Exercise instructions:
From the data below, return all lines holding the string "conversion".

═════ Information supplied

PR #4006, opened 2023-01-23
Solve3993

### LINKED ISSUE #3993: [ENH]: Change MSD code to accumulate values using `.timeseries`.

The MSD code currently uses a custom loop to collect positions  in `_run()` and then calculates the actual MSD in `_conclude`. The loop over ts.positions is the same as that handled by  `.timeseries` so we could probably streamline it. 

This could be made more streamlined using `.timeseries` to replace the _run() loop.

MohitKumar020291:
Fixes #3993 

-I created a new function named `_single_frame_byReader` in msd.py and deleting `_single_frame` because to remove `results.timeseries()` from msd.py and adding `reader.timeseries()` as mentioned in issue #3993. 
  
 

PR Checklist
------------
 - [ ] Tests?
 - [x] Docs?
 - [ ] CHANGELOG updated?

### DIFF
--- a/benchmarks/benchmarks/analysis/rdf.py
+++ b/benchmarks/benchmarks/analysis/rdf.py
@@ -45,4 +45,4 @@ class SimpleRdfBench(object):
         """Benchmark a full trajectory parse
         by MDAnalysis.analysis.rdf.InterRDF
         """
-        self.rdf.timeseries()
+        self.rdf.run()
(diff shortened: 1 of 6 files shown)


hmacdope (changes requested):
Hi @MohitKumar020291, I think before I review again, you should have a look at the way 'AnalysisBase' works, the way .timeseries works and how to run the test suite. Is your function working as expected? I think possibly not because the tests are failing. Perhaps try to go through those and see what isn't working and go from there.

hmacdope:
Also @MohitKumar020291 we only allow each contributor to have one PR open per issue as this avoids wasteful duplication of effort. I am closing this so we can continue discussion on #4004

PR #4010, opened 2023-01-26
Filtering pytng reader warnings (resolves #3986)

ooprathamm:
Fixes #3986

Changes made in this Pull Request:
 -  added filter for repeated warning in test_tng.py

PR Checklist
------------
 - [ ] Tests?
 - [ ] Docs?
 - [x] CHANGELOG updated?
 - [x] Issue raised/referenced?

PR #4011, opened 2023-01-26
[doc] Resolving doc index issue.

### LINKED ISSUE #3998: incorrect subheadings in docs overview pages
## Expected behavior ##

Docs for classes and functions do not show up in table of content lists at the module level at 
* https://docs.mdanalysis.org/stable/documentation_pages/coordinates_modules.html
* https://docs.mdanalysis.org/stable/documentation_pages/topology_modules.html
* https://docs.mdanalysis.org/stable/documentation_pages/lib_modules.html
* https://docs.mdanalysis.org/stable/documentation_pages/analysis_modules.html

## Actual behavior ##
For a number of  modules, the classes appear in the list, e.g.,

* [6.2. CRD structure files in MDAnalysis — MDAnalysis.coordinates.CRD](https://docs.mdanalysis.org/stable/documentation_pages/coordinates/CRD.html)
* [CRDReader](https://docs.mdanalysis.org/stable/documentation_pages/coordinates/CRD.html#MDAnalysis.coordinates.CRD.CRDReader)
* [CRDWriter](https://docs.mdanalysis.org/stable/documentation_pages/coordinates/CRD.html#MDAnalysis.coordinates.CRD.CRDWriter)

See more in the screen shots below and on the pages listed under **Expected behavior** 

image
image

Other pages where the same thing happens are listed above under *Expected behavior*.

Also note https://github.com/MDAnalysis/mdanalysis/pull/4011#pullrequestreview-1294850027 — the [2.3.0 docs](https://docs.mdanalysis.org/2.3.0/documentation_pages/coordinates_modules.html) still look correct, starting with the [2.4.0 docs](https://docs.mdanalysis.org/2.4.0/documentation_pages/coordinates_modules.html) the layout problems start. **We need to understand why the sphinx output changed.**

- Which version are you using? (run `python -c "import MDAnalysis as mda; print(mda.__version__)"`) docs 2.4.1 (stable)

ooprathamm:
Fixes #3998 

 - 

PR Checklist
------------
 - [ ] Tests?
 - [x] Docs?
 - [x] CHANGELOG updated?


orbeckst:
Closing the PR because another GSoC PR #4010 is already open (see https://github.com/MDAnalysis/mdanalysis/pull/4013#issuecomment-1407900084 for explanation).

ooprathamm:
Reopening

package/doc/sphinx/source/documentation_pages/coordinates_modules.rst
```diff
@@ -15,36 +15,227 @@ provide the format in the keyword argument *format* to
 
 .. rubric:: Coordinate formats
 
+Trajectory readers and writers
+==============================
 .. toctree::
```
orbeckst: It should not be necessary to manually add headings and add toctrees.

orbeckst (changes requested):
Thanks for the work. But I am not convinced that adding headings and separate toc trees really solves the problem. It was working in our 2.3.0 docs https://docs.mdanalysis.org/2.3.0/documentation_pages/coordinates_modules.html but then the problems appeared with https://docs.mdanalysis.org/2.4.0/documentation_pages/coordinates_modules.html . I don't know what changed – maybe the version of sphinx? 

What is needed is figuring our where the problem comes from. Once we know this we can make changes.

But just changing the text in the way that you suggest is not sustainable. 

I am looking for a solution where the files remain similar to how they were before but where we change some build options or how we generate tocs. Perhaps we need to be more careful in how we indicate sections. But in any case, we **first need to understand why the output changed**.

ooprathamm:
@orbeckst After comparing the release 2.3 with the release 2.4, I came to the conclusion that sphinx version is updated and referring sphinx-doc/sphinx#10804 seems that the how sphinx build automodule members has changed after 5.2.0

so, this solution is the most appropriate fix I could find without changing the .rst files.

orbeckst (approved):
Thanks for digging into the changes in sphinx and identifying the key change to toctrees.

I looked at https://www.sphinx-doc.org/en/master/usage/restructuredtext/directives.html#directive-toctree and noticed that the `:titlesonly:` flag to switch off the new behavior on a case-by-case basis.

I am ok with the global settings change in the config file to restore our previous behavior but we should keep in mind that we could also use the new behavior to document content in more detail.

You are already in CHANGELOG so that's all good.

PR #1463, opened 2023-11-07
server error should show a message

amitu:
@Arpita-Jaiswal I have included the middleware code from https://github.com/robjtede/actix-web-lab and changed one line, instead of empty string, we show "500 server error".

I did this because during development I was seeing empty page on server errors, and I had to check the terminal to see if was a server error or a blank page.

### DIFF
--- a/Cargo.lock
+++ b/Cargo.lock
@@ -188,54 +188,6 @@ dependencies = [
 ]
 
 [[package]]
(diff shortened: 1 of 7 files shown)


amitu:
Let's merge this when test passes.

Arpita-Jaiswal (approved):

PR #1467, opened 2023-11-08
Prevent internal class names from being removed

harshdoesdev:
## What's the Issue?

The issue is that when using the `classes` header to set custom CSS class names, the class names of the kernel elements are being removed.

## How to Replicate

fastn code:

```ftd
-- ftd.column:
css: styles.css
classes: red

-- ftd.text: Hello World

-- end: ftd.column
```

Expected Output:

```html
<div class="ft_column red"><div>Hello World</div></div>
```

Actual Output:

```html
<div class="red"><div>Hello World</div></div>
```

## Proposed Solution

In `fastn-js/js/dom.js`, we can create a map of class names called `fastn_dom.InternalClass` that will be used by kernel components. Then, in the `fastn_utils.removeNonFastnClasses` function, we can check if the className that is going to be removed is not one of those class names.

### DIFF
--- a/fastn-js/js/dom.js
+++ b/fastn-js/js/dom.js
@@ -2,6 +2,12 @@ let fastn_dom = {};
 
 fastn_dom.styleClasses = "";
 
+fastn_dom.InternalClass = {
+    FT_COLUMN: 'ft_column',
+    FT_ROW: 'ft_row',
+    FULL: "full",
+};
+
 fastn_dom.codeData = {
     availableThemes: {},
     addedCssFile: []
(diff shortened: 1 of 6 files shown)


fastn-js/js/dom.js
```diff
@@ -2,6 +2,12 @@ let fastn_dom = {};
 
 fastn_dom.styleClasses = "";
 
+fastn_dom.InternalClass = {
+    FT_COLUMN: 'ft_column',
+    FT_ROW: 'ft_row',
+    FULL: "full",
```
Arpita-Jaiswal, line 8: Do you think `full` is a good name? Can you think some better name then this? @harshdoesdev @Heulitig

harshdoesdev: We think `ft_full_size` is a better name

Arpita-Jaiswal: Go ahead with this @harshdoesdev @Heulitig

Arpita-Jaiswal (approved):

PR #1472, opened 2023-11-09
Google Sheets Query support in `sql` processor

harshdoesdev:
## Background

We are adding support for Google Sheets [`Query`](https://support.google.com/docs/answer/3093343?hl=en) to the `sql` processor. You can find more information on this and participate in the related [`discussion`](https://github.com/orgs/fastn-stack/discussions/1450).

## How it Works

The [Google Charts API](https://developers.google.com/chart/interactive/docs/querylanguage) allows you to query a Google Sheet much like you would with an SQL database, though it currently only supports data retrieval queries such as "SELECT." Our primary objective is to enable users to provide the URL of their Google Sheet as the `db` parameter for the `sql` processor. Currently, only public sheets are supported, but we plan to add support for private sheets in the future.

Example:
```ftd

-- record user:
string Name:
integer Age:
string Gender:

-- user list users:
$processor$: pr.sql
db: https://docs.google.com/spreadsheets/d/1FOSZWtfQni0sNLLzbyhHGqzpZcRJx0_TLO8UGtnDXiY
sheet: Sheet1

SELECT *

-- ftd.text: $u.Name
for: $u in $users
```

## Todos
- [x] Basic Processor Setup
- [x] Google Charts API Integration 
- [x] Data type conversion
- [x] Getting a basic demo running
- [x] Resolve Named parameters
- [x] Move from CSV to JSON
- [x] Handle Formatted values
- [x] Query specific sheet by passing sheet name as `sheet`
- [ ] Documentation

## Updates
- For now I am going ahead with `sheet` and `db` instead of `$sheet$` and `$db$, we will deprecate these in a follow up PR and replace these with `$sheet$` and `$db$`.
- Skipping the `fbt` tests for now, will do manual testing instead. will add fbt tests in a follow up PR


fastn-core/src/library2022/processor/google_sheets.rs
```diff
@@ -0,0 +1,98 @@
...
+    if let Some(captures) = GOOGLE_SHEETS_ID_REGEX.captures(url) {
+        if let Some(id) = captures.get(1) {
+            return Some(id.as_str().to_string());
+        }
+    }
+
+    None
+}
+
+pub fn generate_google_sheet_url(google_sheet_id: &str) -> String {
```
Arpita-Jaiswal, line 16:
```suggestion
pub(crate) fn generate_google_sheet_url(google_sheet_id: &str) -> String {
```

fastn-core/src/library2022/processor/google_sheets.rs
```diff
@@ -0,0 +1,98 @@
+const GOOGLE_SHEET_API_BASE_URL: &str = "https://docs.google.com/a/google.com/spreadsheets/d";
+
+static GOOGLE_SHEETS_ID_REGEX: once_cell::sync::Lazy<regex::Regex> =
+    once_cell::sync::Lazy::new(|| regex::Regex::new(r"/spreadsheets/d/([a-zA-Z0-9-_]+)").unwrap());
+
+pub fn extract_google_sheets_id(url: &str) -> Option<String> {
```
Arpita-Jaiswal, line 6:
```suggestion
pub(crate) fn extract_google_sheets_id(url: &str) -> Option<String> {
```

Arpita-Jaiswal: Convert the functions that are not going to used outside crate as `pub(crate)`

harshdoesdev: Got it, thanks

fastn-core/src/library2022/processor/google_sheets.rs
```diff
@@ -0,0 +1,298 @@
...
+        if let Some(stripped) = value.strip_prefix('$') {
+            return resolve_variable_from_doc(stripped, doc, line_number);
+        }
+    }
+
+    let param_value: String = match (param_type, &header.value) {
+        ("STRING", ftd::ast::VariableValue::String { value, .. }) => escape_string_value(value),
+        ("INTEGER", ftd::ast::VariableValue::String { value, .. }) => value.to_string(),
+        ("DECIMAL", ftd::ast::VariableValue::String { value, .. }) => value.to_string(),
+        ("BOOLEAN", ftd::ast::VariableValue::String { value, .. }) => value.to_string(),
```
Arpita-Jaiswal, line 117:
```suggestion
        ("INTEGER", ftd::ast::VariableValue::String { value, .. }) |
        ("DECIMAL", ftd::ast::VariableValue::String { value, .. }) |
        ("BOOLEAN", ftd::ast::VariableValue::String { value, .. }) => value.to_string(),
```

fastn-core/src/library2022/processor/google_sheets.rs
```diff
@@ -26,32 +43,332 @@ pub(crate) fn prepare_query_url(url: &str, query: &str) -> String {
...
+#[derive(Debug, serde::Deserialize)]
+pub(crate) struct DataValue {
+    v: serde_json::Value,
+    #[serde(default)]
+    f: Option<String>,
+}
+
+#[derive(Debug, serde::Deserialize)]
+pub(crate) struct DataTable {
+    cols: Vec<DataColumn>,
```
amitu, line 68: Rename this to `header`.

amitu: Or `schema`.

amitu: @harshdoesdev rename `cols` to `schema`.

fastn-core/src/library2022/processor/google_sheets.rs
```diff
@@ -78,7 +78,7 @@ pub(crate) struct QueryResponse {
     // req_id: String,
     // status: String,
     // sig: String,
-    table: DataTable,
+    schema: DataSchema,
```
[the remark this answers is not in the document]
harshdoesdev: Got it

fastn-core/src/library2022/processor/sql.rs
```diff
@@ -4,19 +4,25 @@ pub struct DatabaseConfig {
...
 }
 
+impl DatabaseConfig {
+    pub fn new(db_url: String, db_type: String) -> DatabaseConfig {
+        DatabaseConfig { db_url, db_type }
+    }
+}
+
 pub(crate) fn get_db_config() -> ftd::interpreter::Result<DatabaseConfig> {
     let db_url = std::env::var("FASTN_DB_URL").expect("FASTN_DB_URL is not set");
```
amitu, line 14: Let's convert this to Result as well and not panic if its not too difficult.

fastn-core/src/library2022/processor/google_sheets.rs
```diff
@@ -0,0 +1,612 @@
...
+                _ => {
+                    return Err(ftd::interpreter::Error::ParseError {
+                        message: format!("Can't parse to boolean, found: {}", &data_value.v),
+                        doc_id: doc.name.to_string(),
+                        line_number,
+                    })
+                }
+            },
+        },
+        _ => unimplemented!(),
```
amitu, line 318: No panic allowed, return Result.

fastn-core/src/library2022/processor/google_sheets.rs
```diff
@@ -0,0 +1,612 @@
+const GOOGLE_SHEET_API_BASE_URL: &str = "https://docs.google.com/a/google.com/spreadsheets/d";
```
amitu, line 1: This file has more than just the processor stuff, let's move it to `fastn-core/src/google_sheets.rs`. It will clean up some full path references, they are really long.

amitu:
@Arpita-Jaiswal can you take a look at the fastn-core/src/library2022/processor/google_sheets.rs, there is a lot of stuff happening there and I want your opinion.

fastn-core/src/library2022/processor/google_sheets.rs
harshdoesdev: Got it

harshdoesdev:
@amitu I have temporarily removed the timestamp conversion for now. I have added a new optional processor param named `sheet` where the user can specify the name of the sheet they want to query.

Example:
```ftd
-- user list users:
$processor$: pr.sql
db: https://docs.google.com/spreadsheets/d/1FOSZWtfQni0sNLLzbyhHGqzpZcRJx0_TLO8UGtnDXiY
sheet: Users
name: John Doe

SELECT * WHERE A = $name::STRING
```

amitu:
The sheet argument conflicts if the sheet is a column name. Should we name processor arguments as `$<arg-name>$`, eg `$sheet$: <sheet name>` and same with `db`.

harshdoesdev:
> The sheet argument conflicts if the sheet is a column name. Should we name processor arguments as `$<arg-name>$`, eg `$sheet$: <sheet name>` and same with `db`.

I agree, but it should not conflict with the column name because these words are rarely used, and this looks cleaner without '$'. However, this is just my opinion.

amitu:
It looks cleaner, but if conflict happens user will have no choice. `sheet` and `db` are both common enough terms. Let's switch to `$foo$` for all processor arguments as this is a general problem and we need a general / consistent solution.

harshdoesdev:
> It looks cleaner, but if conflict happens user will have no choice. `sheet` and `db` are both common enough terms. Let's switch to `$foo$` for all processor arguments as this is a general problem and we need a general / consistent solution.

Yes, although these argument names need not be the same as the column name, many users choose to name them to match the column name. Therefore, I agree that it can lead to conflicts.

Heulitig (approved):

══════════

Exercise response:
- [x] Data type conversion
@amitu I have temporarily removed the timestamp conversion for now. I have added a new optional processor param named `sheet` where the user can specify the name of the sheet they want to query.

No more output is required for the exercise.